A DRAMATIC decline in the number of marks needed to pass this year's national curriculum tests is unlikely to be the result of government pressure, an independent assessment expert said this week.
Instead, the reductions are likely to reflect the fact that pupils found it harder this year to score high marks.
Dr Gordon Stobart, a reader at London University's Institute of Education, was speaking after figures released this week confirmed big drops in the pass marks for both key stage 2 and 3 tests.
The number of marks 11-year-olds need to achieve the benchmark level four in the English KS2 tests has fallen from 49 to 44 out of 100.
This prompted the Conservatives to claim the results are being manipulated to allow the Government to hit its literacy targets. Ministers want 85 per cent of pupils to achieve level four by 2006, though this target was downgraded to an "aspiration" last month and moved back from 2004.
Other pass marks or "level thresholds" published by the Qualifications and Curriculum Authority this week show a similar pattern.

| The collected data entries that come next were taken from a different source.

PR #2386, opened 2022-09-11
Import ScrollContainer component and fix plugin path

skyroses:
## Description
Added a forgotten import of the ScrollContainer component and fix path to the plugin 

## Types of changes

### DIFF
--- a/packages/nuxt/src/composables/use-plugin.ts
+++ b/packages/nuxt/src/composables/use-plugin.ts
@@ -8,7 +8,7 @@ import type { VuesticOptions } from './../types';
 /** Register vuestic nuxt plugin */
 export const useVuesticPlugin = (options: VuesticOptions) => {
   addPluginTemplate({
-    src: resolve(distDir, './runtime/plugin.mjs'),
+    src: resolve(distDir, './runtime/plugin.ts'),
     filename: 'plugin.mjs',
 
     // Use JSON.stringify() here, because it will be inserted in ejs template as string. Then we will JSON.parse it.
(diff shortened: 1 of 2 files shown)


packages/nuxt/src/composables/use-plugin.ts
```diff
@@ -8,7 +8,7 @@ import type { VuesticOptions } from './../types';
 /** Register vuestic nuxt plugin */
 export const useVuesticPlugin = (options: VuesticOptions) => {
   addPluginTemplate({
-    src: resolve(distDir, './runtime/plugin.mjs'),
+    src: resolve(distDir, './runtime/plugin.ts'),
```
m0ksem, line 11: Must stay `.mjs`, cuz `ts` file is compiled to `mjs`.

Were there any issues with that before?

m0ksem (changes requested):

packages/nuxt/src/composables/use-plugin.ts
skyroses: Without this, the module is not compiled

aluarius: It's compiled and with `.ts` here will be a wrong path (dist module.mjs on the screen):

image

aluarius (changes requested):

packages/nuxt/src/composables/use-plugin.ts
skyroses: I didn't change the filename. 
With src dir (`resolve(distDir, "./runtime/plugin.mjs")`) we can't get types using `dev:prepare`. We get an error that there is no such file. With an extension .ts everything is fine

skyroses: And the `filename` option specifies how the file will be named after compilation - there should be `mjs`, yes

m0ksem:
Moved to https://github.com/epicmaxco/vuestic-ui/pull/2610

Although the number of marks required to get a level four has remained constant in science, at 40 out of 100, in maths it has also fallen, from 49 to 45 out of 100.
For KS3 English, pupils need to score only 30 out of 100 to gain a level five, compared to 35 per cent last year. The figures for maths and science also show falls.
But Dr Stobart, a former principal research officer at the QCA who carried out an independent evaluation of the 2001 tests, rejected the claims of manipulation.
He said the reductions reflected the fact that both the content of the tests and their mark schemes were changed this year.
In English at KS3, for example, many schools reported that pupils were confused by being asked to do a piece of writing in the Shakespeare paper without having to refer to any of the Bard's plays.
The KS2 English tests have also been changed, with pupils having to do two pieces of writing rather than one, and being given no choice about what to write, unlike last year. The "pass mark" for writing fell from 31 to 25 out of 50.
Maths and science at both key stages have been changed to emphasise problem-solving.
Dr Stobart said: "Level thresholds move up and down depending on the difficulty. If you change the exam, and make it unfamiliar in some way, the marks tend to go down."
Dr Stobart added that higher-ability pupils were likely to have found it harder to do well in the English tests, in which marks are broken down into a large number of smaller assessment units.
Jackie Bawden, head of testing at the QCA, said that last year, 2,000 pupils had taken this year's tests as well. The new pass marks ensured they would have achieved the same levels in both years.
She said that the Department for Education and Skills had no influence on the threshold-setting process.
Professor Peter Tymms of Durham university, said: "I think the QCA are very serious about maintaining standards. However, it is very surprising that the (KS2 English) threshold has dropped by five points this year, after only one or two point changes in recent years."
Three years ago, Education Secretary David Blunkett was forced to order an inquiry into the KS2 tests amid similar accusations of manipulation.
The inquiry found that the QCA and ministers had not tampered with the tests.